Search code examples
postgresqlscalageolocationtwitter4jakka-stream

Write GeoLocation Twitter4J to Postgres


I am extracting tweets using Twitter4J and Akka Streams. I have chosen a few fields like userId, tweetId, tweet text and so on. This Tweet entity gets written to the database:

class Counter extends StatusAdapter with Databases{
  implicit val system = ActorSystem("TweetsExtractor")
  implicit val materializer = ActorMaterializer()
  implicit val executionContext = system.dispatcher
  implicit val LoggingAdapter =
    Logging(system, classOf[Counter])

  val overflowStrategy = OverflowStrategy.backpressure
  val bufferSize = 1000
  val statusSource = Source.queue[Status](
    bufferSize,
    overflowStrategy
  )

  val insertFlow: Flow[Status, Tweet, NotUsed] =
    Flow[Status].map(status => Tweet(status.getId, status.getUser.getId, status.getText, status.getLang,
      status.getFavoriteCount, status.getRetweetCount))
  val insertSink: Sink[Tweet, Future[Done]] = Sink.foreach(tweetRepository.create)
  val insertGraph = statusSource via insertFlow to insertSink
  val queueInsert = insertGraph.run()

  override def onStatus(status: Status) = 
    Await.result(queueInsert.offer(status), Duration.Inf)
}

My intention is to add location field. There is a specific GeoLocation type for that in Twitter4J which contains latitude and longitude of double type. However, when I try to extract latitude and longitude directly through the flow nothing is written to the database:

Flow[Status].map(status => Tweet(status.getId, status.getUser.getId, status.getText, status.getLang, status.getFavoriteCount, status.getRetweetCount, status.getGeoLocation.getLatitude, status.getGeoLocation.getLongitude))

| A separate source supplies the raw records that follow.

Issue #7154, opened 2024-03-07
Path parameter evaluation fails if endpoint includes a colon


pgoldtho:
### Expected Behavior

![Screenshot 2024-03-07 at 6 46 09 PM](https://github.com/Kong/insomnia/assets/13651001/c7b6a3f5-b21e-4308-a701-d8023403bce9)

### Actual Behavior

![Screenshot 2024-03-07 at 6 45 56 PM](https://github.com/Kong/insomnia/assets/13651001/8de92dc4-851d-406a-aa3c-d2ca40407e8f)

### Reproduction Steps

Enter a URL with a path parameter as the final argument immediately followed by `:someString`

### Is there an existing issue for this?

- [X] I have searched the [issue tracker](https://www.github.com/Kong/insomnia/issues) for this problem.

### Additional Information

Google Chronicle APIs include some endpoints that use a colon to indicate a function call. For example the [forwarders.generateForwarderFiles](https://cloud.google.com/chronicle/docs/reference/rest/v1alpha/projects.locations.instances.forwarders/generateForwarderFiles) method follows the form:

`GET https://chronicle.googleapis.com/v1alpha/{name}:generateForwarderFiles`

### Insomnia Version

Version: Insomnia 8.6.1 Build date: 2/5/2024 OS: Darwin x64 23.2.0 Electron: 28.0.0 Node: 18.18.2 Node ABI: 119 V8: 12.0.267.8-electron.0 Architecture: x64

### What operating system are you using?

macOS

### Operating System Version

14.2.1 (23C71)

### Installation method

download from insomnia website

### Last Known Working Insomnia version

n/a

pgoldtho:
Was able to fix the issue in a dev environment by adding a colon to the PATH_PARAMETER_REGEX at line 90 of 

packages/insomnia/src/models/request.ts

Before:
```
export const PATH_PARAMETER_REGEX = /\/:[^/?#]+/g;
```

After:
```
export const PATH_PARAMETER_REGEX = /\/:[^/?#:]+/g;
```

I don't have permissions to push branches to the repo so can't submit a pull request

andrea-mauro:
@pgoldtho have you tried to fork the repository and push the change to the forked version? Once the forked repo is ahead of the original you should be able to create a Pull Request.

<img width="929" alt="image" src="https://github.com/Kong/insomnia/assets/54074100/c118726a-4163-4508-95bc-44a45ac01ef2">

pgoldtho:
[...]

PR #7200, opened 2024-03-23
Support for colon after a path parameter

pgoldtho:
fix for #7154


filfreire (approved):
LGTM, checked locally, handles the case mentioned by the user in #7154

What may be the reason of such behavior and how can I fix it?


Solution

  • What is happening here, as confirmed in the comments to the question, is that most tweets do not come with geolocation data attached, making those fields empty and resulting in the misbehavior.

    A couple of simple checks for empty values should solve the issue.